So in a matter of days (34 hours give or take) I will be turning 30. I have to say that I am not thrilled about the idea. My 20’s have been so defining for me. The things that I have accomplished, experienced and tried have shaped me in major ways and I am scared of the uncertainty that comes with starting this next chapter.
I don’t agree that age is just a number. I really do think that age can impact how we view things. Some people say that 45 is too old to be out all night partying and others think that life begins at 45. I have a problem with the whole “Life begins at…” mindset. It bothers me because it means that whatever happened before said age doesn’t matter, doesn’t affect who you are or how you act. I almost think that at 30, I should be further ahead in my career or that I should have traveled a little more in my 20’s BEFORE I had the responsibilities of a job, house, husband and child. Don’t mistake my wonder about my level of accomplishment as regret because I do not regret any of the choices that I have made (well except for that one choice to drink the vodka before Super Cousin’s 19th birthday….).

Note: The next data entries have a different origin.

Issue #3096, opened 2024-03-04
TissueClassifierHMRF has some argument logic error


pjsjongsung:
`dipy.segment.tissue.TissueClassifierHMRF` according to the document and code is supposed to not break the loop through `tolerance` in two scenarios
1. `max_iter` is given
2. `tolerance` is not given

However, in this case `tolerance` having a default value does not make any sense. It also does not have `max_iter` cancel out `tolerance`, given how they are completely independent parameters.

I believe the correct direction is not having the `allow_break` argument at all, and if someone does not want to use it, they can always just pass 0 to `tolerance`.

One additional thing we have to edit is  the different behavior of `allow_break` when` save_history` is given, and if both are True results in a duplicate append.

I (or someone else if they want) could work on this PR, but need some feedback on whether removing `allow_break` is the correct direction. As an alternative, we could just remove the default `tolerance` value, but I do not think that is the original intention.

Pavan-Satyam:
@pjsjongsung I want to look on this issue .Could you guide me what are the next steps where I could look at the code?

arokem:
Sorry I missed this befor. I think that removing `allow_break` and keeping the `tolerance` default is the right direction.

pjsjongsung:
Thanks @arokem ! @Pavan-Satyam if you want to work on this PR, now we seem to know the direction it should go.

skoudoro:
fixed by #3132

PR #3132, opened 2024-03-18
BF: Removed allow_break

deka27:
# Removed allow_break from TissueClassifierHMRF

## Overview
This PR introduces removal of 'allow_break' from the TissueClassifierHMRF as mentioned in issue #3096. 

## Changes
- Removed the `allow_break` variable to simplify loop exit logic.
- The `tolerance` parameter now explicitly disables the early stopping condition when set to `0`, allowing for clear differentiation between using and not using the tolerance check for loop control.
- Clarified documentation for the `tolerance` parameter to indicate how users can disable the tolerance check.

## Related Issues
* #3096 

## Screenshots
I ran this [tutorial](https://docs.dipy.org/stable/examples_built/segmentation/tissue_classification.html#sphx-glr-examples-built-segmentation-tissue-classification-py) to check if the changes were functional. Here are the results.

Old Code

Screenshot 2024-03-18 at 7 12 32 PM

New Code

Screenshot 2024-03-18 at 7 09 19 PM

## Additional Comments
* I also ran the test mentioned in `test_mrf.py` by running the function `test_classify`, the test was successful.
```python
pytest -svv -k 'test_classify'
```
* Based on my understanding I have put the changes, but please let me know if this is the right way or any other changes are required. Any feedbacks would be helpful.

## Checklist
- [x] I have reviewed my own code changes.
- [x] I have tested my changes locally.
- [x] My code follows the project's coding standards.

### DIFF
--- a/dipy/segment/tissue.py
+++ b/dipy/segment/tissue.py
@@ -5,13 +5,12 @@ from dipy.segment.mrf import (ConstantObservationModel,
 
 
 class TissueClassifierHMRF:
-    r"""
-    This class contains the methods for tissue classification using the Markov
-    Random Fields modeling approach
+    """
+    This class contains the methods for tissue classification using the
+    Markov Random Fields modeling approach.
     """
 
     def __init__(self, save_history=False, verbose=True):
-
         self.save_history = save_history
         self.segmentations = []
         self.pves = []
@@ -19,43 +18,45 @@ class TissueClassifierHMRF:
         self.energies_sum = []
         self.verbose = verbose
 
-    def classify(self, image, nclasses, beta, tolerance=None, max_iter=None):
-        r"""
+    def classify(self, image, nclasses, beta, tolerance=1e-05, max_iter=100):
+        """
         This method uses the Maximum a posteriori - Markov Random Field
-        approach for segmentation by using the Iterative Conditional Modes and
-        Expectation Maximization to estimate the parameters.
+        approach for segmentation by using the Iterative Conditional Modes
+        and Expectation Maximization to estimate the parameters.
 
         Parameters
         ----------
         image : ndarray,
-                3D structural image.
+            3D structural image.
         nclasses : int,
-                number of desired classes.
+            Number of desired classes.
         beta : float,
-                smoothing parameter, the higher this number the smoother the
-                output will be.
-        tolerance: float,
-                value that defines the percentage of change tolerated to
-                prevent the ICM loop to stop. Default is 1e-05.
-        max_iter : float,
-                fixed number of desired iterations. Default is 100.
-                If the user only specifies this parameter, the tolerance
-                value will not be considered. If none of these two
-                parameters
+            Smoothing parameter, the higher this number the smoother the
+            output will be.
+        tolerance: float, optional
+            Value that defines the percentage of change tolerated to
+            prevent the ICM loop to stop. Default is 1e-05.
+            If you want tolerance check to be disabled put 'tolerance = 0'.
+        max_iter : int, optional
+            Fixed number of desired iterations. Default is 100.
+            This parameter defines the maximum number of iterations the
+            algorithm will perform. The loop may terminate early if the
+            change in energy sum between iterations falls below the
+            threshold defined by `tolerance`. However, if `tolerance` is
+            explicitly set to 0, this early stopping mechanism is disabled,
+            and the algorithm will run for the specified number of
+            iterations unless another stopping criterion is met.
 
         Returns
         -------
         initial_segmentation : ndarray,
-                3D segmented image with all tissue types
-                specified in nclasses.
+            3D segmented image with all tissue types specified in nclasses.
         final_segmentation : ndarray,
-                3D final refined segmentation containing all
-                tissue types.
+            3D final refined segmentation containing all tissue types.
         PVE : ndarray,
-                3D probability map of each tissue type.
+            3D probability map of each tissue type.
         """
-
-        nclasses = nclasses + 1  # One extra class for the background
+        nclasses += 1  # One extra class for the background
         energy_sum = [1e-05]
 
         com = ConstantObservationModel()
@@ -67,7 +68,7 @@ class TissueClassifierHMRF:
         mu, sigmasq = com.initialize_param_uniform(image, nclasses)
         p = np.argsort(mu)
         mu = mu[p]
-        sigma = sigmasq[p]
+        sigmasq = sigmasq[p]
 
         neglogl = com.negloglikelihood(image, mu, sigmasq, nclasses)
         seg_init = icm.initialize_maximum_likelihood(neglogl)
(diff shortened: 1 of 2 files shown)


dipy/segment/tissue.py
```diff
@@ -5,57 +5,54 @@
...
-                prevent the ICM loop to stop. Default is 1e-05.
-        max_iter : float,
-                fixed number of desired iterations. Default is 100.
-                If the user only specifies this parameter, the tolerance
-                value will not be considered. If none of these two
-                parameters
+            Value that defines the percentage of change tolerated to
+            prevent the ICM loop to stop. Default is 1e-05.
+            If you want tolerance check to be disabled put 'tolerance = 0'.
+        max_iter : int,
```
skoudoro, line 40: Can you replace  `int,` by `int, optional`

dipy/segment/tissue.py
```diff
@@ -5,57 +5,54 @@
...
+            3D structural image.
         nclasses : int,
-                number of desired classes.
+            Number of desired classes.
         beta : float,
-                smoothing parameter, the higher this number the smoother the
-                output will be.
+            Smoothing parameter, the higher this number the smoother the
+            output will be.
         tolerance: float,
```
skoudoro, line 36: `float, optional` instead, can you add it?

dipy/segment/tissue.py
pjsjongsung, line 40: Could you also edit the max_iter description?

skoudoro (commented):
Hi @deka27,

Thank you for this, waiting for the CI's but this change make sense to me. 
see below few comments

deka27:
I will be squash the commits now.

deka27:
The squashing is done, Please let me know if things are correct now!

deka27:
I have done the squashing as required, please let me know if this is correct.

skoudoro (approved):
LGTM. 

is there any additional comment? @pjsjongsung ? @arokem ?

skoudoro:
Thanks @deka27 for this work.

deka27:
> Thanks @deka27 for this work.

My Pleasure.

dipy/segment/tissue.py
```diff
@@ -5,57 +5,58 @@
...
-        max_iter : float,
-                fixed number of desired iterations. Default is 100.
-                If the user only specifies this parameter, the tolerance
-                value will not be considered. If none of these two
-                parameters
+            Smoothing parameter, the higher this number the smoother the
+            output will be.
+        tolerance: float, optional
+            Value that defines the percentage of change tolerated to
+            prevent the ICM loop to stop. Default is 1e-05.
```
jhlegarreta, line 38: Remove defaults here: this is difficult to maintain.

dipy/segment/tissue.py
```diff
@@ -5,57 +5,58 @@
...
+            If you want tolerance check to be disabled put 'tolerance = 0'.
+        max_iter : int, optional
+            Fixed number of desired iterations. Default is 100.
```
jhlegarreta, line 41: Remove defaults here: this is difficult to maintain.

doc/doc-requirements.txt
```diff
@@ -15,7 +15,7 @@ numpydoc
 sphinx!=4.4
 sphinx-gallery>=0.10.0
 tomli>=2.0.1
-pydata-sphinx-theme==0.13.3
+grg-sphinx-theme>=0.3
```
jhlegarreta, line 18: Why was this changed? If this was required, should have been done on a separate PR: this is unrelated to the `allow_break` issue. Also, this was part of another commit: https://github.com/dipy/dipy/commit/c2c42c44569ec12a4cdf5ed8a97c45bb114d6b11

dipy/segment/tissue.py
```diff
@@ -81,51 +82,36 @@ def classify(self, image, nclasses, beta, tolerance=None, max_iter=None):
...
                 self.energies.append(energy)
-                if allow_break:
-                    self.energies_sum.append(energy_sum[-1])
-                else:
-                    self.energies_sum.append(energy[energy > -np.inf].sum())
-
-            if allow_break and i > 5:
+                self.energies_sum.append(energy_sum[-1])
 
+            if tolerance > 0 and i > 5:
```
jhlegarreta, line 110: For a separate PR: if 5 means something here, it should be put to a variable and explain the meaning, as it is also used in https://github.com/dipy/dipy/pull/3132/files#diff-540e9ecc7f5c0befbaff5a9def01d422445705275835db8a00e8c763792e6e12R114.

dipy/segment/tissue.py
```diff
@@ -5,57 +5,58 @@
...
+            explicitly set to 0, this early stopping mechanism is disabled,
+            and the algorithm will run for the specified number of
+            iterations unless another stopping criterion is met.
 
         Returns
         -------
         initial_segmentation : ndarray,
-                3D segmented image with all tissue types
-                specified in nclasses.
+            3D segmented image with all tissue types specified in nclasses.
```
jhlegarreta, line 53: Style changes (and there are a lot here) should be on their own commit. Otherwise the review gets a lot harder, the real issue being addressed getting lost.

jhlegarreta (commented):
@skoudoro @pjsjongsung Sorry for the late review: the scope of this was a little bit too broad IMO.

doc/doc-requirements.txt
pjsjongsung: Agree. It might have been from squashing some unrelated commit

dipy/segment/tissue.py
pjsjongsung: The default values were following what it already had. If we just remove the default values, it could result in breaking many user code in the next version. Plus, tolerance value is not something a user would change a lot, and is hard to understand how to select the appropriate value.

dipy/segment/tissue.py
pjsjongsung: Agree. We could give it a name like tolerance_window

dipy/segment/tissue.py
pjsjongsung: Agree. We need to double check if this change follows the styles of other code files as well.

dipy/segment/tissue.py
jhlegarreta: Only meant removing defaults in the documentation, same as in e.g.
https://github.com/dipy/dipy/pull/2707#discussion_r1071309787

If for some reason the default changes in the method signature, changes that the docstring goes out of sync are high.

pjsjongsung: Makes sense, especially since it is not a value user would have to understand most of the time.

dipy/segment/tissue.py
deka27: I can put up a separate PR for that. Thank you for the feedback.

doc/doc-requirements.txt
deka27: Yea, sorry about that. I updated the branch from upstream while working on the issue and then squashed it, because of that this also went into the PR.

I do think that it’s very valid to say, “I found my life’s purpose at…”. I always worked very hard to accomplish the goals that I set out for myself. I worked hard at school and was involved in so many activities and worked part time. I went to university and studied hard (played hard too) and worked practically full time while I did it. I started my job and worked hard to meet my goals and the goals of the organization. My life’s purpose became clear to me the day my son was born. All of the experiences and lessons that I had been through before were preparing me for helping guide his life.